I'll also point out that we have two line spaces at the top. If I simply wanted to get rid of those, I would add a trimmed modify to the... When I save this whole content response into my database, by adding trimmed, I get rid of the line spaces there. So that's one way of getting back three outputs. And I get back three outputs because I've asked for three here. But there's another way that you can do it. And I'd just say it's really worth experimenting with these different formats.
More than 1 response from OpenAI
So instead of saying, write h1 for a SaaS app and give the response an SEO score, write using the following format, I can change n. And this is a parameter that comes over from GPT 3. And it's saying, how many different variations do I want to get back? And so I can say, I want three variations back and initialize the call and wait for OpenAI to get back to me.
So now OpenAI has given me these three different responses. And I'll just take the first one here so that we can see what it looks like a bit more clearly. So okay, it's actually given me a score and an explanation of the score there. That's fine. But you can see that it gives me these different responses. So these are all part of choices. So if I wanted to get choice one, there's my choice one. If I wanted to get choice two, there's my choice two. I wanted to get choice three, there's my choice three. So in order to create a database entry for each of my choices, it might help to format it like this where you use your end parameter because I'm not having to split up one response into three. I have got three separate responses. And it's it both work, but you might find that doing it like this just makes it a little bit easier to extract the data that you want in your workflows.

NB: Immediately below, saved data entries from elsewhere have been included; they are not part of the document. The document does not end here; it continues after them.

PR #300, opened 2022-05-27
Fix elapsed time calculation in live view rate settiing.

timcnicholls:
The elapsed time calcuation relies on truncating a posix_time duration to milliseconds as an int_32, which can fail with an incorrect value on the initial frame, or if the frame processor has been idling for long periods. To resolve this, the time since last frame variable is now stored and compared as a time_duration.

Also tidied up the live view decision logic so that the elapsed time is only calculated if the per_second rate setting is active


ajgdls (approved):
I've tested this on my system and it is working as expected.

PR #379, opened 2024-12-17
Implement command API in FrameReceiver

jsouter:
Prevent error response from FR
@GDYendell 

- [x] Depends on #388

### DIFF
--- a/cpp/frameReceiver/src/FrameReceiverController.cpp
+++ b/cpp/frameReceiver/src/FrameReceiverController.cpp
@@ -820,6 +820,12 @@ void FrameReceiverController::handle_ctrl_channel(void)
             this->request_configuration(ctrl_reply);
             break;
 
+          case IpcMessage::MsgValCmdRequestCommands:
+            LOG4CXX_DEBUG_LEVEL(3, logger_,
+                "Got control channel read commands request from client " << client_identity);
+            this->request_commands(ctrl_reply);
+            break;
+
           case IpcMessage::MsgValCmdStatus:
             LOG4CXX_DEBUG_LEVEL(3, logger_,
                 "Got control channel status request from client " << client_identity);
@@ -1203,6 +1209,21 @@ void FrameReceiverController::request_configuration(OdinData::IpcMessage& config
   // Add frame count to reply parameters
   config_reply.set_param(CONFIG_FRAME_COUNT, config_.frame_count_);
 
+}
+
+/**
+ * Request the command set supported by this FrameReceiver
+ *
+ * \param[out] reply - Response IpcMessage with the current supported command set.
+ */
+void FrameReceiverController::request_commands(OdinData::IpcMessage& reply)
+{
+  LOG4CXX_DEBUG_LEVEL(3, logger_, "Request for supported commands made");
+  std::vector<std::string>::iterator cmd;
+  std::vector<std::string> decoder_commands = frame_decoder_->request_commands();
+  for (cmd = decoder_commands.begin(); cmd != decoder_commands.end(); ++cmd) {
+    reply.set_param("decoder/supported[]", *cmd);
+  }
 }
 
 //! Reset the frame receiver statistics.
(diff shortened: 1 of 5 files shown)


GDYendell:
Thanks @jsouter ! We should probably also add `FrameReceiverController::execute` that calls the decoder execute and `FrameDecoder::execute` that just returns an error like [here](https://github.com/odin-detector/odin-data/pull/359/files#diff-3aeb57affb4eb79f843f3c8ee926cb64796ea427e03204c4fd2ec5c96fc3bb23R179), so that when a specific decoder adds a command it works.

jsouter:
Okay, done that. Note that the program panics when trying to send a command to the decoder, same is true for FP unless we're sending the command to the HDF plugin in which case the message just gets a NACK response for an invalid command - do we want to always have the process exit on a bad command, always just return a NACK or is it fine as is?

GDYendell:
Ah, so this error is not caught, it just crashes? It should return NACK and keep running.

cpp/frameReceiver/src/FrameReceiverController.cpp
```diff
@@ -1205,6 +1218,54 @@ void FrameReceiverController::request_configuration(OdinData::IpcMessage& config
...
+ * name and a structure of any parameters required by the command.
+ *
+ * \param[in] config - IpcMessage containing command and any parameter data.
+ * \param[out] reply - Response IpcMessage.
+ */
+void FrameReceiverController::execute(OdinData::IpcMessage& config, OdinData::IpcMessage& reply)
+{
+  LOG4CXX_DEBUG_LEVEL(1, logger_, "Command submitted: " << config.encode());
+
+  // Loop over plugins, checking for command messages
```
GDYendell, line 1235:
```suggestion
  // Check for decoder commands
```

cpp/frameReceiver/src/FrameReceiverController.cpp
```diff
@@ -1205,6 +1218,54 @@ void FrameReceiverController::request_configuration(OdinData::IpcMessage& config
...
+                                    config.get_msg_val());
+    if (subConfig.has_param("command")){
+      commandPresent = true;
+      // Extract the command and execute on the decoder
+      std::string commandName = subConfig.get_param<std::string>("command");
+      frame_decoder_->execute(commandName, reply);
+    }
+  }
+  if (!commandPresent){
+    // If no valid commands have been found after checking through all plugins then NACK the reply
```
GDYendell, line 1249:
```suggestion
    // If no valid commands have been found then NACK the reply
```

GDYendell (commented):
Squash / force push these changes in

GDYendell (approved):

cpp/frameReceiver/src/FrameReceiverController.cpp
```diff
@@ -1205,6 +1218,54 @@ void FrameReceiverController::request_configuration(OdinData::IpcMessage& config
...
+ *
+ * \param[in] config - IpcMessage containing command and any parameter data.
+ * \param[out] reply - Response IpcMessage.
+ */
+void FrameReceiverController::execute(OdinData::IpcMessage& config, OdinData::IpcMessage& reply)
+{
+  LOG4CXX_DEBUG_LEVEL(1, logger_, "Command submitted: " << config.encode());
+
+  // Check for decoder commands
+  bool commandPresent = false;
```
timcnicholls, line 1236: Some local variables (commandPresent, subConfig, commandName) should be snake rather than camel case.

timcnicholls (approved):
I've made a very nitpicky comment about variable naming style, otherwise this is fine to merge.

GDYendell:
CI is broken for unrelated reasons :disappointed: 

It looks like we 3.7 is not available in the test runners any more and versioneer is broken.

I think we need to drop 3.7 and either update versioneer and hope that `configparser` error goes away or swap to setuptools_scm, which is now stable and we are using for all python projects at DLS now. Any thoughts @timcnicholls?

PR #381, opened 2025-01-14
Update Codebase to C++17 Standard

Ohisemega:
Update rapidjson to latest version
Remove boost::shared_ptr, boost::optional, boost::bind, boost::mutex, boost::to_string, boost::lexical_cast<std::string>, boost::function, etc Replace the above boos libraries with std equivalent


GDYendell:
Could you split the rapid json update into its own commit? The diff is massive and it is probably 95% rapidjson.

Ohisemega:
> Could you split the rapid json update into its own commit? The diff is massive and it is probably 95% rapidjson.

Done!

So there you have it. I'm sorry if that is a little bit of a jumble, but it's just highlighting a few things that have come up over the course of the last few weeks with coaching clients that I've met with. And yeah, tune your prompts, experiment, play with changing N, play with being really prescriptive in this command here, the initial user content that you send. See if it makes any difference putting that prescriptive, this is how I want the response, into system. I've seen a few tweets of people saying you can get really different responses depending on if you use system or you use user. So I would say that in my experience, you can get a reliably structured format back to Bubble from OpenAI, and then using Split By or using N and separating it out from the different messages, the different... What are we looking at before? What's the choices? Different choices. You can find a way to extract exactly the data that you want. Whether that's splitting by using a label at the start of the line and the line space at the end, you can find a way. If you've got any particular scenarios that don't quite work, leave a comment on this video. Book a Bubble coaching session, and I'd really love to work on it with you and find a solution. But I'm saying it is possible.
If you have the right prompt, you can get the data back in the right structure, and using Split by, you can extract that data with Bubble.